The 2005 flooding of New Orleans in the aftermath of Hurricane Katrina, and the 2012 flooding of New York and New Jersey associated with tropical storm Sandy, give clues to what the future will look like for coastal parts of the US. Many levees in New Orleans were rebuilt in the 1960s after extensive flooding, and for decades, they seemed to be working. Geologists, engineers, and urban planners warned that such defenses were insufficient in the face of rising sea level and subsiding land. For many years, nothing happened, and the optimists seemed to have the upper hand. When Katrina struck in 2005, the associated storm surge, starting from a higher base level (several decades worth of sea-level rise) attacked levees that were now too low (several decades worth of subsidence). In the end, coastal defenses were overwhelmed from over-topping and other failure modes, including erosion at the base of levees. Experts had warned of New York’s and coastal New Jersey’s vulnerability to storm surge for a long time before Hurricane Sandy struck in late October 2012. As with Bangladesh, these events will hit the US more frequently in the future as sea level slowly rises and storms become more intense. Areas that also experience coastal subsidence, such as cities built on river deltas or coastal areas built on dredged fill, are more likely to be hit first and suffer more extensive damage when storms do hit.

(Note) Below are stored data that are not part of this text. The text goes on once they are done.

PR #3752, opened 2017-04-03
deprecating AuthenticateUsing because it is no longer supported by an…

llaskin:
…y browser vendors.

### DIFF
--- a/java/client/src/org/openqa/selenium/Alert.java
+++ b/java/client/src/org/openqa/selenium/Alert.java
@@ -28,7 +28,7 @@ public interface Alert {
 
   void sendKeys(String keysToSend);
 
-  @Beta
+  @Deprecated
   void setCredentials(Credentials credentials);
 
   /**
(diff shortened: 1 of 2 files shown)


AutomatedTester:
This was only in 1 browser and was a "beta" feature. It is _currently_ not in W3C but could be in Level 2

llaskin:
Per Simon we are going to deprecate this feature.

jleyba:
Can you add `@deprecated` javadoc tags explaining that the APIs will be removed and there is intentionally no replacement?

shs96c:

Most people (including many scientists) assume that this is all that most coastal communities will have to deal with for the next 50 years or so in terms of hazards and costs related to sea-level rise – the occasional violent storm and associated flooding. Catastrophic, to be sure, but rare enough that individual communities can recover and rebuild. Rebuilding costs will be steep, but bearable: more than $100 billion for New Orleans and more than $50  billion for New York and New Jersey. Even the most pessimistic estimates predict that sea level will rise by less than 0.2 meters (a little less than 1 foot) by 2050, hence the amount of rise and additional risk is small compared to the short term but much larger effects from 5–6 meter storm surge. It’s the rapid storm surge, not the slow sea-level rise, that’s important, at least in the short term.

However, there are also moresubtle hidden costs associated with sea-level rise. In their book The Battle for North Carolina’s Coast, Dr. Stanley Riggs, a professor at East Carolina University, and several colleagues investigated the effects of sea-level rise on the health of their state’s beaches, a major tourist attraction and recreation resource for the public. In many places, private housing was built behind the public beaches decades ago. However, rising seas are eroding the beaches, bringing new coastline to the edge of private developments, often protected behind sea walls and sandbags. The net effect is that the public beaches are increasingly lost. Long-term loss of tourist revenue is a likely outcome.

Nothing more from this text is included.